We’re happy to report on our latest work for the Document Understanding product encompassing updates in the area of both classification & extraction
Definition of a default value for a Field
Have you ever wished for a fallback value to be populated in the Extraction Result, when a field could not be extracted? Have you ever wondered “Why manually inputting the same value, if it comes empty in documents?” - wonder no more! With the latest release, one is able to provide a “Default value” for fields, which will be populated in the Extraction Result in case no other value for the field has been found in the document. In this sense, one does not need to repeatedly select “False” when no checkbox is checked or provide a default value to not leave an input empty, because nothing else was extracted - it just works!
OCR updates
We have migrated the Omnipage OCR to .Net5 portable, so that you can now use it within Linux robots
Improved Classification Experience using the Intelligent Keyword Classifier
We are happy to report that we have improved the splitting algorithm: now the algorithm can take page numbers into consideration and does a better job at identifying where documents start and end. For example, it looks for “Page 1” or “3/3” or “Page 3 out of 3” to identify the starting and ending of a document, resulting in more accurate splitting.

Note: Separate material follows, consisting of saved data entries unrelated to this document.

PR #2016, opened 2020-11-05
Implement baggage using array of key/value pairs instead of Map.

anuraaga:
This just reuses `ImmutableKeyValuePairs` for most heavy-lifting.

I did this now mainly since I realized `equals` is buggy (doesn't handle parenting correctly) and this fixes it.

Changelog:

- Baggage implementation changed from a HashMap with parenting for data reuse to array.

### DIFF
--- a/api/src/main/java/io/opentelemetry/api/baggage/ImmutableBaggage.java
+++ b/api/src/main/java/io/opentelemetry/api/baggage/ImmutableBaggage.java
@@ -5,37 +5,33 @@
 
 package io.opentelemetry.api.baggage;
 
+import static java.util.Objects.requireNonNull;
+
+import com.google.auto.value.AutoValue;
+import io.opentelemetry.api.internal.ImmutableKeyValuePairs;
 import io.opentelemetry.context.Context;
-import java.util.Collections;
-import java.util.HashMap;
-import java.util.HashSet;
-import java.util.Map;
-import java.util.Objects;
-import java.util.Set;
+import java.util.ArrayList;
+import java.util.List;
 import javax.annotation.Nullable;
 import javax.annotation.concurrent.Immutable;
 
 @Immutable
-// TODO: Migrate to AutoValue
-// @AutoValue
-class ImmutableBaggage implements Baggage {
+class ImmutableBaggage extends ImmutableKeyValuePairs<String, Entry> implements Baggage {
 
-  static final Baggage EMPTY = new ImmutableBaggage.Builder().build();
+  static final Baggage EMPTY = new ImmutableBaggage.Builder().setNoParent().build();
 
-  // The types of the EntryKey and Entry must match for each entry.
-  private final Map<String, Entry> entries;
-  @Nullable private final Baggage parent;
+  @AutoValue
+  @Immutable
+  abstract static class ArrayBackedBaggage extends ImmutableBaggage {
+    ArrayBackedBaggage() {}
 
-  /**
-   * Creates a new {@link ImmutableBaggage} with the given entries.
-   *
-   * @param entries the initial entries for this {@code BaggageSdk}.
-   * @param parent providing a default set of entries
-   */
-  private ImmutableBaggage(Map<String, ? extends Entry> entries, Baggage parent) {
-    this.entries =
-        Collections.unmodifiableMap(new HashMap<>(Objects.requireNonNull(entries, "entries")));
-    this.parent = parent;
+    @Override
+    public abstract List<Object> data();
+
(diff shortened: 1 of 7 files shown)


api/src/main/java/io/opentelemetry/api/baggage/ImmutableBaggage.java
```diff
@@ -160,38 +97,48 @@ public String toString() {
...
+
+      List<Object> data = this.data;
+      if (parent != null && !parent.isEmpty()) {
+        List<Object> merged = new ArrayList<>(parent.size() * 2 + data.size());
+        parent.forEach(
+            (key, value, metadata) -> {
+              merged.add(key);
+              merged.add(Entry.create(key, value, metadata));
+            });
+        merged.addAll(data);
```
jkwatson, line 138: I believe the original implementation intentionally was built not to make copies of all the data, but rely on traversing up the stack. I've been told by @bogdandrutu that this was a very large CPU/memory savings at google. Something to consider before we remove that implementation detail.

api/src/main/java/io/opentelemetry/api/internal/ImmutableKeyValuePairs.java
```diff
@@ -3,34 +3,36 @@
...
  * @see Labels
  * @see Attributes
  */
 @SuppressWarnings("rawtypes")
 @Immutable
-abstract class ImmutableKeyValuePairs<K, V> {
+public abstract class ImmutableKeyValuePairs<K, V> {
 
-  List<Object> data() {
+  public List<Object> data() {
```
jkwatson, line 35: this does bum me out quite a bit. By making this public, we've now exposed implementation details on all of Attributes, Labels and Baggage that could easily be abused. Can we make this protected, so the subclasses get access, but the public does not?

jkwatson: Just tried it locally, and yes, we can make this protected. I'll feel much better about things then.

api/src/main/java/io/opentelemetry/api/common/Attributes.java
```diff
@@ -175,7 +176,8 @@ private static Attributes sortAndFilterToAttributes(Object... data) {
         data[i] = null;
       }
     }
-    return new AutoValue_Attributes_ArrayBackedAttributes(sortAndFilter(data));
+    return new AutoValue_Attributes_ArrayBackedAttributes(
+        sortAndFilter(data, /* filterNullValues= */ false));
```
jkwatson, line 180: could we send in `true` here, and get rid of lines 175-177?

api/src/main/java/io/opentelemetry/api/internal/ImmutableKeyValuePairs.java
jkwatson: and also all the subclasses can likewise have their overrides made protected.

anuraaga: Sweet thanks!

api/src/main/java/io/opentelemetry/api/baggage/ImmutableBaggage.java
anuraaga: Yeah but I don't know if we can make it efficient. Previously we were actually copying everything when calling `getEntries`. Now with `forEach`, there's still the questionable `seenKeys` stuff. And I can't think of a way to fix the bug with `equals` without similar copying with the parent approach - actually it's exactly what Sleuth is currently doing to work around our equals being broken :P So the up-front copy seems ok to me.

anuraaga: By the way, noticed that opencensus API doesn't actually allow end users to access tags (baggage)

https://github.com/census-instrumentation/opencensus-java/blob/master/api/src/main/java/io/opencensus/tags/TagContext.java#L42

It appears the default implementation does seem to not use parenting and expose the tags directly, presumably requiring a downcast though not sure.

https://github.com/census-instrumentation/opencensus-java/blob/master/impl_core/src/main/java/io/opencensus/implcore/tags/TagMapImpl.java

It seems this latter one is closer to our spec and is what we want to implement here. I think a custom baggage propagator + baggage implementation should be possible still for those that want to prioritize marshalling at the expense of access speed, but I don't think it should be our default.

jkwatson (approved):
Thanks! Optimizations can be made later, if we find we need them. 👍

And in case you do not want to use the splitting algorithm provided with the Intelligent Keyword Classifier, you know have the option to disable it. Until now, the algorithm would split documents even if if splitting wasn’t necessary. Now, the splitting feature can be disabled using a checkbox option.
Finally, we have also improved the splitting algorithm to better split documents of the same type within a file - shall you not notice our improvements, please reach out - we’re happy to help out!
Reporting of the Text Type in the Extraction Result
Text can come in documents either as handwritten or printed, checkboxes or other elements. With the latest release, the Extraction Result also makes this information available for you to consume, enabling the use case in which handwritten documents are sent for validation or checkboxes are further collected & processed.